In Indonesie is niets wat het lijkt
Tekst | Ricci Scheldwacht |
Erik is verhuisd. Voor de vierde keer in korte tijd. De afgelopen jaren heeft hij duizenden kilometers in Indonesië afgelegd. Na een tijd in Medan, de hoofdstad van het eiland Sumatra gewoond te hebben, pakte hij de boot naar Java om in Jakarta zijn geluk te beproeven en daarna reisde hij naar Papua,helemaal aan de andere kant van de Indonesische archipel. Nu is hij weer terug in zijn geboortestadje op Sumatra. Daar heeft hij een baan gevonden bij een producent van palmolie. Hij verzorgt er de PR. Leuk werk, waarvoor hij de hele dag met mensen mag praten. Erik is een Batak. “Bataks zijn nomaden, die zijn het gewend om vaak te verhuizen.”
Na de tsunami
De eerste keer dat ik Erik ontmoette was een jaar nadat de tsunami had huisgehouden in de provincie Atjeh aan de westkust van het Indonesische eiland Sumatra. Samen met een Nederlandse hulporganisatie reisde ik als verslaggever mee naar het stadje Meulaboh om te zien hoe de wederopbouw verliep. Omdat de Nederlandse hulpverleners zich kort na de ramp hadden aangesloten bij een konvooi van het Indonesische leger waren ze als eerste buitenlandse team ter plekke. Erik was een student die in één van de legertrucks was gesprongen om mee te helpen als vrijwilliger. Al snel viel hij op door zijn vlotte babbel en zijn improvisatietalent. Daarom had de hulporganisatie hem deze keer weer meegevraagd. In Meulaboh werd snel duidelijk dat veel mensen ondanks alle internationale steun nog altijd in tenten moesten leven. Toch waren de hulpverleners onder de indruk van wat ze zagen. Een jaar geleden was het gebied totaal verwoest en veranderd in een grote modderpoel. Je moest er destijds bij zijn geweest om het verschil te kunnen zien werd mij verzekerd.

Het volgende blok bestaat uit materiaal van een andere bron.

PR #2654, opened 2020-04-22
feat(author): add image and social to author pages, fixes #2274

### LINKED ISSUE #2274: Author Page should have more information about the author

I wanted to find the social information of some of the authors, so  I went to the author page and there was nothing there, yet the article page had a link to their social accounts. (see https://web.dev/authors/philipwalton/ as an example)

Add links to their configured meta data (like Github, Twitter etc) to the top of the author page.

### LINKED ISSUE #2317: Title text wraps on tag pages
Screenshot_20200307-185023

MichaelSolati:
Fixes #2274, fixes #2317

Add conditional links to author's social media profiles as well as a photo of themselves


robdodson:
one quick observation — we'll need mobile styles:

image

robdodson:
Could you also choose an individual author page and add a percy test for it?

robdodson:
I think the design may be a bit crowded on desktop. I might suggest having the author's photo above the text:
image

MichaelSolati:
Yeah stacked would be easier for styling, I was just worried it'd take up too much space on top. I'll fix it in a lil bit and add a test for a page (however I'll have to filter posts as well.... ☹️

Would it be ok to test a page without any posts?

src/site/content/en/authors/individual.njk
```diff
@@ -19,9 +19,39 @@ pagination:
...
+    <header class="w-page-header w-author-page-header">
+      {% if paged.data.hero %}
+        <div class="w-author-page__image--container">
+          <img src="{{paged.data.hero}}" alt="{{paged.data.alt}}" class="w-author-page__image">
+        </div>
+      {% endif %}
+      <div class="w-author-page__description">
+        <h1 class="w-page-header__headline">{{ renderData.title }}</h1>
+        <p class="w-page-header__copy">{{ renderData.description | safe }}</p>
+        {% if paged.homepage %}
```
robdodson, line 31: I think you may want to put all of these anchors into a containing div and apply the margin to the anchors instead of the images within the anchors. You'll probably want to use flexbox on the container. Something like:

```
<div class="icon-list">
  <a class="icon-list__icon"><img/></a>
</div>
```

src/styles/components/_all.scss
```diff
@@ -4,6 +4,7 @@
 @import 'article-header';
 @import 'article-navigation';
 @import 'asides';
+@import 'author-page';
```
robdodson, line 7: should go in src/site/styles/pages instead

robdodson:
For someone with a longer name, it looks like the heading breaks the word on mobile and the author image is quite large.

image

I think it's the same bug as #2317.

I think what we want is something more like:
image

A short term fix would be to add a class to tags and authors headings and size their type down on smaller displays. Note in the second screenshot i also reduced the author image to 128 x 128, and set the line-height to 1.2 on the heading text.

src/site/content/en/authors/individual.njk
```diff
@@ -20,8 +20,36 @@ pagination:
 
   <div class="w-layout-container w-pb--non">
     <header class="w-page-header">
+      <img src="{{paged.data.hero}}" alt="{{paged.data.alt}}" class="w-author-page__image">
       <h1 class="w-page-header__headline">{{ renderData.title }}</h1>
       <p class="w-page-header__copy">{{ renderData.description | safe }}</p>
+      <div class="w-author-page__links">
+        <div>
```
robdodson, line 27: This extra div makes it so your flexbox CSS doesn't really do anything. I think it should be removed.

robdodson:
I think we should have hover and focus styles for the icons. Need to think on the hover style for a bit. I'm going to noodle on the CSS to see if I can make the anchor properly wrap the contained image. The current focus style looks a bit off:

image

robdodson:
Removing the anonymous div and relying on flexbox fixes the focus outline issue.

image

robdodson:
off the top of my head I can't come up with a good svg hover effect so we can skip it for now

MichaelSolati:
@robdodson made some changes, please take a look when you can

PR #2661, opened 2020-04-23
Example noop collection test

robdodson:
**Edit**: I'd love to hop on a call to discuss this stuff. The notes below are a bit of a brain dump but I think I ran out of cognitive function before writing them so they ramble quite a bit 🧠😴

---

This example has both unit tests and an integration test for posts-with-lighthouse.js. Because there are a lot of files I recommend cloning it and running it locally.

Here's what I'm thinking and would like to get folks' opinions on:

## Unit tests
The [Eleventy MockCollection](https://github.com/GoogleChrome/web.dev/pull/2661/files#diff-fd796e5c9c88e279862d6aaf6b957ea8R1) returns whatever data you give it, regardless of the methods that are called. This is done to remove Eleventy from the test scenario. An analogy might be if you had a module that used `fetch()`. You'd probably write a mock that immediately returns a JSON response. It's true that you might pass the wrong URL to fetch, but in that scenario you would probably write code in your module to verify the url is a valid URL ahead of time—you wouldn't rely on fetch() to tell you that. And if you wanted added security you could write an integration test which _does_ call fetch() and ensures that all of the pieces work when they're joined together.

So I think the question is: what are we trying to test in these unit tests?

Using posts-with-lighthouse.js as an example, I think what we care about is verifying [the logic we wrote on lines 26-32](https://github.com/GoogleChrome/web.dev/blob/2b55278cc97f60dbb26e3bbb0a249f7b19c08023/src/site/_collections/posts-with-lighthouse.js#L26-L32). It's probably safe to say that if we tell Eleventy to filter by `pathItem` that it will only return collection items with the `pathItem` tag. Similarly [if we pass something to `livePosts`](https://github.com/GoogleChrome/web.dev/blob/2b55278cc97f60dbb26e3bbb0a249f7b19c08023/src/site/_collections/posts-with-lighthouse.js#L25) it will exclude items with `draft: true` in prod ([and we have tests to verify this](https://github.com/GoogleChrome/web.dev/pull/2463/files#diff-f602edd9695998b58761da030891834fR1)). Though, we could mock `livePosts` to be a noop as well if we wanted extra security. That leaves the custom logic on lines 26-32 as the smallest unit of code worth testing.

I think the key benefit of this approach is that [we can very easily pass different collection items](https://github.com/GoogleChrome/web.dev/pull/2661/files#diff-77ba308581c674c150500b141edca7b9R40-R48) to our custom logic using plain javascript objects. This might be easier than having to create markdown files that we feed to Eleventy's collection classes and hopefully makes the tests easier to read and understand.

It's true that one could cheat the tests by writing something like this:

```js
const posts = [
  {
    tags: ['foo'], // <------ this isn't right!
    data: {
      web_lighthouse: 'aria-hidden',
    },
    date: new Date(),
  },
];
```

but that would imply that calling `collection.getFilteredByTag('pathItem')` doesn't work as it says it does.

I think this is [white box testing](http://softwaretestingfundamentals.com/white-box-testing/) — we know the internals of the module we're testing, and we know the exact input it's receiving, so we can assert against all of the module's conditions and states.

## Integration tests
The counterpoint to the unit tests are [the integration tests](https://github.com/GoogleChrome/web.dev/pull/2661/files#diff-7a39f858a0933be2d9742ba572edc3e3R14). These run eleventy using markdown files and assert that the collection outputs the correct files. I think this is an example of [black box testing](http://softwaretestingfundamentals.com/black-box-testing/). We're setting up the initial conditions, running the black box, and asserting against the output on the other side. These tests give us confidence that when we call collection.getFilteredByTag('pathItem'), followed by livePosts and our custom logic, that the results are what we intend. These tests are less granular but ensure that when we join all of the pieces that they work as expected.

---

I think that posts-with-lighthouse.js isn't a very complicated file so these tests aren't super high stakes, but it may be good for us to talk through our testing methodology now while it's still early so we can collectively be on the same page moving forward 🙌


test/integration/site/_collections/index.js
```diff
@@ -0,0 +1,22 @@
...
+const runEleventy = require('./runEleventy');
+
+describe.only('_collections', function() {
+  describe('in DEV env', function() {
+    before(async function() {
+      // Disable the timeout as it'll take build a little while to finish.
+      // eslint-disable-next-line
+      this.timeout(0);
+
+      await runEleventy('dev');
```
devnook, line 12: Please note that this is implemented in https://github.com/GoogleChrome/web.dev/pull/2640

test/site/_collections/mocks/collection.js
```diff
@@ -0,0 +1,21 @@
...
+  getAll() {
+    return this.items;
+  }
+
+  getFilteredByGlob() {
+    return this.items;
+  }
+
+  getFilteredByTag() {
+    return this.items;
```
devnook, line 15: Instead of removing the call to this method from the test's scope (by mocking it here), I'd rather see us extract the relevant part of the logic we want to test to a separate function and test that.

robdodson:
keep alive

PR #2662, opened 2020-04-24
 Add some tests to _filters

devnook:


src/site/_filters/contains-tag.js
```diff
@@ -17,7 +17,7 @@
 // Check to see if the post contains a specific tag.
```
robdodson, line 17: Since we're editing this file, what do you think about changing this comment to a `@fileoverview`? I want to see if we can start enforcing that via linting so may as well start now :D

test/site/_filters/capitalize.js
```diff
@@ -0,0 +1,25 @@
+const assert = require('assert');
+const capitalize = require('../../../src/site/_filters/capitalize');
```
robdodson, line 2: do you know if we only use `capitalize` inside of njk templates? I realized [nunjucks has a built-in filter for capitalize](https://mozilla.github.io/nunjucks/templating.html#capitalize) that we could be using. So if we're not using `capitalize` in any of our .js files we could remove it?

devnook: We use it mainly in our .js files in custom components.

src/site/_filters/contains-tag.js
devnook: I removed the contains-tag filter as it was mostly u used by now.

test/site/_filters/capitalize.js
devnook: We use it mostly in out js files for. ustom component, not njk templates.

devnook:
PTAL

PR #2664, opened 2020-04-24
Add synchronize to required checks event types.

robdodson:

- Try to be more aggressive about running this check. For whatever reason it seems to be missing some new PRs.

### DIFF
--- a/.github/workflows/required-checks-workflow.yml
+++ b/.github/workflows/required-checks-workflow.yml
@@ -1,5 +1,7 @@
 name: Required checks
 
+# Run this check any time a PR is opened, synchronized, reopened,
+# labeled or unlabeled.
 on:
   pull_request:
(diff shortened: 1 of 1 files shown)


samthor:
I'm confused because I thought this list specifically restricts the times we run checks. I thought leaving it out ran it in all cases?

Is there a missing event we're trying to avoid? Maybe add that as a comment.

robdodson:
> I'm confused because I thought this list specifically restricts the times we run checks. I thought leaving it out ran it in all cases?

No it's the opposite. This list specifies which events should trigger the workflow. In theory, telling this to run when a PR is `opened` should make it run for all new PRs, but that doesn't seem to be happening so I decided to add `synchronize` as a test to see if that kicks it into action.

robdodson:
i should add a comment anyway :P

PR #2670, opened 2020-04-27
Fix #2669

### LINKED ISSUE #2669: Fails when a preferred lang is set in cookie
**Describe the bug**
When a `preferred_lang` is set in cookie, "Internal Server Error" will be returned.

**To Reproduce**
1. Using DevTools, manually set `preferred_lang` as `en` as a cookie.
2. Load https://web.dev/

**Expected behavior**
Switch to the preferred language.

agektmr:
Returns the languages string specified in the cookie instead of the boolean.


robdodson:
@devnook would you mind giving this a review as well?

PR #2676, opened 2020-04-27
Adds page to handbook on resolving common glitch issues

housseindjirdeh:

- Adds page to handbook on resolving common glitch issues


housseindjirdeh:
@samthor that's a great point. Added a little note for that :)

robdodson:
It seems like web.dev would want to have a boosted team account versus asking individuals to pay for it themselves. Happy to leave the note in and if folks bring it up we can discuss having a team policy.

PR #2683, opened 2020-04-27
Task/organize test dir

robdodson:
This brings the `lib` tests into the `test` directory and updates karma to run them correctly. I think this is a incremental step in the larger refactoring of our project structure. I think eventually we probably want our project structure to be something like:

```
/
  eleventy/
  client/
  server/
  test/
    eleventy/
    client/
    server/
```

But we're not there yet. This is a step in that direction and allows us to write tests which will help us ensure as we _do_ move and rename directories that we don't break the site.

- Moves lib tests into test/unit.
- Changes lib tests to use `describe()/it()` instead of `suite()/test()`. This change was made to match the other existing tests.
- Explicitly adds node resolve, commonjs, and virtual plugins to buildTest(). Not sure why but doing `[...defaultPlugins, rollupPluginPostCSS()]` or `[rollupPluginPostCSS(), ...defaultPlugins]` didn't work.
- Updates package.json to run lib tests as part of `npm run test:unit`.
- Updates README in `test/`


robdodson:
percy change can be ignored, it's just being flaky

samthor:
I feel like this might make us switching to `import` for the codebase in future a bit trickier (we might need to do dynamic `import()` in tests).

And unfortunately I don't have any better suggestions for cleaner `require()` statements, short of a Rollup plugin.

Not approving yet since I want to know why the Rollup config doesn't work.

robdodson:
> I feel like this might make us switching to import for the codebase in future a bit trickier (we might need to do dynamic import() in tests).

Yeah I wasn't stoked about the change but wanted to at least make the test dir consistent. I think this refactoring should be followed by another refactoring where we actually break the client out and at that point it would be less weird if some tests were using import and others weren't.

> Not approving yet since I want to know why the Rollup config doesn't work.

¯\_(ツ)_/¯ but since this is blocking the code coverage stuff i'd like to land it today if we can

robdodson:
chatted with sam. we're going to go ahead and merge and try to sort out the rollup plugins issue afterwards.

PR #2711, opened 2020-04-28
Fix masthead on mobile.

### LINKED ISSUE #2483: /lean mastheads have too much margin on mobile.
image

Removing the margin on the h1 seems to make things look better.

robdodson:
Fixes #2483 

- Clean up the learning path mastheads so they look better on mobile. Trying to be better about using relative units like `em` to (slowly) nudge us in the right direction for an eventual typography/writespace refactor.

### DIFF
--- a/src/styles/components/_mastheads.scss
+++ b/src/styles/components/_mastheads.scss
@@ -75,22 +75,20 @@
 
 .w-masthead-path__container {
   align-items: center;
-  box-sizing: content-box;
   display: flex;
-  flex-direction: column-reverse;
-  margin: 0 auto;
-  max-width: 960px;
-  overflow: visible;
-  padding: 0 24px;
+  flex-direction: column;
+  padding: 2em 2em 0;
 
   @include bp(md) {
+    box-sizing: content-box;
     flex-direction: row;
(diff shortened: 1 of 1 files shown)


robdodson:
Failing percy tests are too be expected because I changed the orientation of the image and the text (text first, then image). And the whitespace around the text changed a bit with some padding changes.

Unfortunately percy also lagged when it snapshotted the /about/ page so it look like its blue indicator didn't show up in time :\

src/styles/components/_mastheads.scss
```diff
@@ -75,22 +75,20 @@
 
 .w-masthead-path__container {
   align-items: center;
-  box-sizing: content-box;
   display: flex;
-  flex-direction: column-reverse;
```
samthor, line 80: did `-reverse` actually manifest in a serious way before?

robdodson: > did -reverse actually manifest in a serious way before?

it used to make the image go before the text on mobile. That was the original design but I changed it in this PR

robdodson:
pushing an empty commit to see if i can make that one flaky percy snapshot do the right thing

PR #4892, opened 2021-03-13
Learn css side nav

### LINKED ISSUE #4579: Need slightly tweaked header for courses
Course headers are very similar to our other content, but they include a little number at the top. Maybe there's an easy way for us to sneak this in.

### LINKED ISSUE #4583: Side nav for Courses
This is probably one of the trickier pieces of the UI. The drawer is visible on desktop and hides on mobile with the classic hamburger pattern. The header gets quite large on mobile and I think it's supposed to reduce in height when you scroll. It also contains a search box so we'll have to think through how that works.

robdodson:
Fixes #4583, Fixes #4579

This PR is pretty massive because to build the navigation drawer and header for the course section I ended up needing to refactor a number of parts of the site to make them more flexible.

At a high level this renames the SideNav to NavigationDrawer (web-navigation-drawer) so it can match the naming used in the Material spec. It also refactors the drawer so the _contents_ are not part of the drawer's CSS. This makes it easy to add new menus for the site if we need to in the future. So now we have:

- _web-navigation-drawer.scss
  - _drawer_default.scss
  - _drawer-course.scss

Similarly the header was refactored so it's just a sticky position box at the top of the screen and the content is styled separately. So now we have:

- _web-header.scss
  - _header-default.scss
  - _header-course.scss

I scope creeped this PR by also adding course configuration to it. Values defined in `_data/courses/css/meta.yml` get injected into the templates to define things like the course name, the text gradient used on the logo, and the background image used on the drawer/header.


.eleventy.js
```diff
@@ -87,6 +87,7 @@ const stripBlog = require(`./${filtersDir}/strip-blog`);
 const stripQueryParamsDev = require(`./${filtersDir}/strip-query-params-dev`);
 const getPaths = require(`./${filtersDir}/get-paths`);
 const navigation = require(`./${filtersDir}/navigation`);
+const padStart = require(`./${filtersDir}/pad-start`);
```
robdodson, line 90:
```suggestion
const padStart = require(`./${filtersDir}/pad-start`);
```

src/lib/components/Header/index.js
```diff
@@ -15,32 +15,33 @@
...
-    store.subscribe(this.onStateChanged);
+    this.openDrawerBtn = this.querySelector('[data-open-drawer-button]');
+    if (this.openDrawerBtn) {
+      this.openDrawerBtn.addEventListener('click', openNavigationDrawer);
+    }
   }
 
   disconnectedCallback() {
-    this.hamburgerBtn.removeEventListener('click', expandSideNav);
+    if (this.openDrawerBtn) {
```
MichaelSolati, line 42: Excessive complaining, but could we do optional chaining here?

`this.openDrawerBtn?.removeEventListener()`

src/lib/components/Header/index.js
```diff
@@ -72,12 +73,14 @@ export class Header extends HTMLElement {
...
   /**
-   * This is called by the SideNav to return focus to this control when the
-   * user closes the SideNav.
+   * This is called by the NavigationDrawer to return focus to this control when
+   * the user closes the NavigationDrawer.
    * This is important for accessibility.
    */
   manageFocus() {
-    this.hamburgerBtn.focus();
+    if (this.openDrawerBtn) {
```
MichaelSolati, line 81: Same as above

src/lib/components/Header/index.js
robdodson: yep since this isn't client side we should be ok to use it.

PR #4903, opened 2021-03-15
Add instruction to productionize CertURLBase

twifkak:

- Updates the web packager "Serve signed exchanges using a `CanSignHttpExchanges` certificate" section to mention need to remove or update the `CertURLBase = "data:"` that's only for dev.

/cc @khempenius


khempenius:
@twifkak I think this would solve the same issue and is probably good to mention anyway in case people skip the instructions for local setup. WDYT?
https://github.com/GoogleChrome/web.dev/compare/twifkak-patch-4

twifkak:
@khempenius Ah, OK, yeah that makes sense. Maybe add an adjective for emphasis so people don't miss it, like "Create a fresh `webpkgsever.toml`" (or "brand new", etc.)

Issue #4873, opened 2021-03-11
A broken link


AM-77:
**Describe the bug**
A broken link that redirect to a 404 page in github

**To Reproduce**
1. Go to https://web.dev/offline-start-url/#resources
2. Click on the link  [Source code for start_url does not respond with a 200 when offline audit](https://github.com/GoogleChrome/lighthouse/blob/master/lighthouse-core/audits/offline-start-url.js)

lucalves:
Hello @AM-77, I opened PR #4906 to fix this. Let's wait for the review.

mihajlija:
Fixed #4906

PR #4906, opened 2021-03-16
Removes a broken audit link

lucalves:
Hello everyone, everything good?

According to this [Pull Request](https://github.com/GoogleChrome/lighthouse/pull/11806), in the lighthouse repository where @paulirish remove works-offline and offline-start-url audits, the current link is pointing to a broken page.

Therefore, I believe that it would be the best solution to remove the link, since the file no longer exists.

This fixes Issue #4873.


mihajlija:
@lucalves Thank you for the fix!

mihajlija (approved):

PR #4911, opened 2021-03-17
Fix analysis anchor in cross origin isolation guide

CYBAI:

- The link of `Analyze the impact of cross-origin isolation` in https://web.dev/cross-origin-isolation-guide/ is 404 now because it's a typo with leading colon. Instead, it should use `#` to be an anchor.


mihajlija (approved):

mihajlija:
@CYBAI Thank you for the fix!

PR #4934, opened 2021-03-21
fix base card anchor tags

### LINKED ISSUE #4794: Cards in blog sections are interactive but doesn't work when clicked in whitespaces
**Describe the bug**
Card in blog sections are not entirely clickable while there is visual feedback for the click.

**To Reproduce**
1. Go to https://web.dev/blog/
2. Click on any card but in whitespace
4. Clicking should take to the article but nothing happens while providing visual cues that card can be clicked anywhere.

**Expected behavior**
Clicking anywhere on the card should take to the article.

**Screenshots**
https://user-images.githubusercontent.com/5694967/109661816-489a1100-7b62-11eb-8fd9-0ecb56b03c5c.mov

MarianaPicolo:
Fixes #4794

### DIFF
--- a/src/site/_includes/components/AuthorsDate.js
+++ b/src/site/_includes/components/AuthorsDate.js
@@ -52,9 +52,9 @@ const renderAuthorImages = (limit, pairs) => {
       });
       return html`
         <div class="w-author__image--row-item">
-          <a href="${info.href}">
+          <span>
             ${img}
-          </a>
+          </span>
         </div>
       `;
     })
@@ -74,9 +74,7 @@ const renderAuthorNames = (pairs) => {
 
   const inner = pairs
     .map(({info}) => {
-      return html`
-        <a class="w-author__name-link" href="${info.href}">${info.title}</a>
-      `;
+      return html` <span class="w-author__name-link"> ${info.title}</span> `;
     })
     .join(', ');
 
--- a/src/site/_includes/components/BaseCard.js
+++ b/src/site/_includes/components/BaseCard.js
@@ -83,11 +83,9 @@ class BaseCard {
     }
 
     return html`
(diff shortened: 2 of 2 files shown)


MarianaPicolo:
@googlebot I signed it!

robdodson:
Hey @MarianaPicolo, thank you for taking a look at this. I think one issue that I noticed is that making the entire card an anchor means you can no longer click on the author or click the tags at the bottom of the card.

Though it seems a little hacky, I'm kind of wondering if we could do something like this instead:

```
<div onclick="window.location.href=${this.url}" class="w-card
```

That would make it so the links inside of the card still go to different destinations, but if someone happens to click on the card with a mouse then they'll get the expected behavior.

robdodson:
I asked in our team chat about this and it lead to a very interesting discussion. Some folks said that they like that some of the card is not clickable because they like to drag to select the text and use text-to-speech to read it out loud.

It sounds like to do this without breaking that use case would be a bit complicated. We may need to use pointer events, instead of click, and abort if pointerdown and pointerup happen within ~5px of each other. 😅

Quite tricky!

Another option is to say that it's a feature and not a bug. Essentially having some of the card not clickable means we have (accidentally) enabled a good accessibility use case for users who like text-to-speech.

MarianaPicolo:
@robdodson thanks for reviewing my first contribution! 🥳 

It's indeed complicated. I actually found tricky to remove the anchor tags because the author info will not be clickable in the `/live` page anymore. 

Maybe we can accept that the card not entire clickable is not a bug, and close the issue 😄

robdodson:
> Maybe we can accept that the card not entire clickable is not a bug, and close the issue 😄

yeah I think that's a good call. I noticed the cards on css-tricks are also not entirely clickable so we are in good company 😁

image

PR #4942, opened 2021-03-22
Translate Instructions component

devnook:


src/site/_includes/components/Instruction.js
```diff
@@ -16,18 +16,21 @@
...
  * This helps ensure consistency in our docs and makes it easy
  * to respond when Glitch changes their UI.
+ * @this {EleventyPage}
  * @param {string} type The type of instruction to print.
  * @param {string} listStyle The list style to use. Defaults to 'ul'.
  * @return {string} A list of instructions.
  */
-module.exports = (type, listStyle = 'ul') => {
+function Instruction(type, listStyle = 'ul') {
+  const locale = getLocaleFromPath(this.page && this.page.filePathStem);
```
robdodson, line 31: I'm kind of wondering if `this.page && this.page.filePathStem` is useful here... I think if `this.page` is undefined it's still going to call the function but may pass in `undefined` or `false` as the argument, right? The function has a default return value so that would be fine, but it does feel a little sketchy to potentially pass an undefined into a function.

src/site/_data/i18n/instructions.yml
```diff
@@ -0,0 +1,60 @@
...
+
+console:
+  click_tools:
+    en: Click **Tools**.
+
+  click_logs:
+    en: Click **Logs**.
+
+  click_console:
+    en: Click **Console**.
```
robdodson, line 12: I wonder if this nesting is something the translation vendor might mess up.

src/site/_includes/components/Instruction.js
```diff
@@ -138,13 +137,13 @@ module.exports = (type, listStyle = 'ul') => {
...
-        // prettier-ignore
+      instruction = getInstruction('devtools.open');
+      let tab = type.substring('devtools-'.length);
+      if (tab) {
+        tab = capitalize(tab);
         instruction = html`
-          ${instruction}
-          ${bullet}Click the **${capitalize(substitution)}** tab.
+          ${getInstruction('devtools.open')}
+          ${getInstruction('devtools.open_tab').replace(/<TAB>/g, tab)}
```
robdodson, line 146: this seems a bit confusing because `instruction` gets redefined (whereas in the old version it was reused).

Should we remove line 140?

robdodson:
@devnook I'm doing some bug sheriffing and wanted to check-in on this one. Do you want to keep working on it?

PR #4820, opened 2021-03-06
Rev dependencies. Fix npm audit grumps.

robdodson:
Fixes #4462, fixes #478

Revs npm deps to latest versions.

PR #4949, opened 2021-03-23
allow strikethrough

samthor:
This allows strikethrough (denoted by "~~").

We still trigger on "no-duplicate-headings-in-section", but a number of blog posts repeat headings. Can we turn this one off—or perhaps limit it to only top-level headings? @robdodson

"fixes" part of #4820.


robdodson:
> We still trigger on "no-duplicate-headings-in-section", but a number of blog posts repeat headings. Can we turn this one off—or perhaps limit it to only top-level headings? @robdodson

really we should fix these because I think it's also a lighthouse accessibility failure.

robdodson (approved):

PR #4958, opened 2021-03-24
Correct the performance gain explanation

akshayagarwal:
The author most probably accidentally missed the negation. If a website uses only a single font such as Roboto Regular, they would most likely not see any meaningful gain in font file size  if they switch to a variable font with many axes.

- Correct the performance gain explanation when using variable font against only a single style font


rachelandrew (approved):
lgtm - thanks :)

PR #4959, opened 2021-03-24
First pass at using strict CSP

adamraine:
We are working on a new Lighthouse audit to recommend using a strict CSP. It is important to practice what we preach, so this PR aims to introduce a strict CSP to web.dev.

Following our own advice [here](https://web.dev/strict-csp/#step-1:-decide-if-you-need-a-nonce-or-hash-based-csp), CSP hashes seemed like the best approach because web.dev is served statically. There are a few complications, but overall this solution is less destructive than an approach using nonces.

@samthor


.eleventy.js
```diff
@@ -256,6 +257,11 @@ module.exports = function (config) {
     config.addTransform('minifyHtml', minifyHtml);
   }
 
+  config.on('afterBuild', () => {
+    const {hashList} = require('./src/site/_data/helpers');
+    fs.writeFileSync('script-hash-list.json', JSON.stringify([...hashList]));
```
adamraine, line 262: Could we generate `firebase.json` in this function to eliminate the need for a temporary file and changes to `npm run dev`?

package.json
```diff
@@ -16,7 +16,7 @@
     "debug:test:lib": "TEST_MODE=debug npm-run-all clean rollup --parallel watch:rollup karma",
     "debug:test:unit": "node --inspect-brk ./node_modules/.bin/mocha ./test/unit",
     "deploy": "ELEVENTY_ENV=prod npm run build && node index-algolia.js && firebase deploy --non-interactive",
-    "dev": "npm-run-all clean rollup gulp --parallel watch:rollup watch:eleventy watch:gulp firebase-config start",
+    "dev": "npm-run-all clean rollup gulp eleventy --parallel watch:rollup watch:gulp firebase-config start",
```
adamraine, line 19: Change ensures hashes are generated before they are used in `firebase-config.js`.

package.json
```diff
@@ -66,7 +66,7 @@
     "wicg-inert": "^3.0.1"
   },
   "devDependencies": {
-    "@11ty/eleventy": "^0.11.0",
+    "@11ty/eleventy": "^0.11.1",
```
adamraine, line 69: Need access to `config.on('afterBuild', () => ...)`

src/site/_data/lib/hash.js
```diff
@@ -52,9 +62,9 @@ const hashForProdCache = {};
  * @return {string}
  */
 function hashForProd(file) {
-  if (!isProduction) {
+  /*if (!isProduction) {
     return `${file}?v=${randomHash()}`;
-  }
+  }*/
```
adamraine, line 67: If this isn't commented out, there would be a unique script hash for every single page. This would still technically work, but it would make the CSP unnecessarily long.

adamraine:
Before merge, make sure reporting works at this destination:
https://csp.withgoogle.com/csp/webdev

connorjclark:
guess LHCI doesn't work because this is a fork?

adamraine:
@robdodson We are noticing an improvement in LH performance scores (~84 -> ~94) on the home page with this patch.

Looking a the traces from each run it looks like the LCP and FCP elements are painted sooner because scripts loaded with this script loader are run async:

Branch main (no patch):
Screen Shot 2021-03-24 at 4 51 00 PM

With CSP patch:
Screen Shot 2021-03-24 at 4 51 48 PM

Is this improvement to the LH score worthwhile if we are changing the way these scripts load in?

connorjclark:
LCP/FCP are dependent on how soon that blocking CSS script loads. The LCP element is a large text element which is styled by the CSS. LCP improves w/ the script loader because the browser only sees the CSS and loads that with no contention before any JS.

An option is to move the blocking CSS to after the script loader code. That might keep the loading behavior the same (haven't tested). I think the LH score is probably high enough (99) that a slightly better LCP value is not worth loading the scripts a bit slower.

firebase-config.js
```diff
@@ -18,5 +20,11 @@ firebaseJson.hosting.redirects = parsedRedirects.reduce(
   },
   [],
 );
+firebaseJson.hosting.headers[0].headers.push({
```
samthor, line 23: Can we remove when not in production mode? It'll make the other production stuff easier to remove.

(To be clear, you can test production mode locally. It's just a longer build.)

src/site/_includes/partials/head.njk
```diff
@@ -32,15 +32,34 @@
...
+  s.src = url;
+  if (type) s.type = type;
+  if (type === 'module') {
+    const pre = document.createElement('link');
+    pre.rel = 'modulepreload';
+    pre.href = url;
+    document.head.appendChild(pre);
+    window.addEventListener('DOMContentLoaded', () => {
+      document.head.appendChild(s);
+    })
```
adamraine, line 47: I was experiencing errors on `/live/`, my hypothesis was that modules are not deferred when they are dynamically loaded like this.

Changing this code to load the modules after `DOMContentLoaded` appears to have fixed the issues.

adamraine:
Moving this to https://github.com/GoogleChrome/web.dev/pull/5008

Ik stoorde me als nieuwkomer vooral aan het trage tempo waarmee alles zich voltrok. Afspraken met de directeur van het ziekenhuis, de plaatselijke politie en de bupati (het districtshoofd) verliepen moeizaam, maar dankzij Erik werd er na enkele dagen toch enig resultaat geboekt. “Het is heel belangrijk dat je weet hoe de verhoudingen liggen,” legde een van de hulpverleners uit. “In Indonesië is niets wat het lijkt.” Later begreep ik dat ook de wederopbouw in Atjeh werd bemoeilijkt door corruptie. Omdat de hulporganisatie daar niet aan mee wenste doen, duurde alles langer en moest er veel worden gepraat. Gelukkig was dat aan Erik wel toevertrouwd.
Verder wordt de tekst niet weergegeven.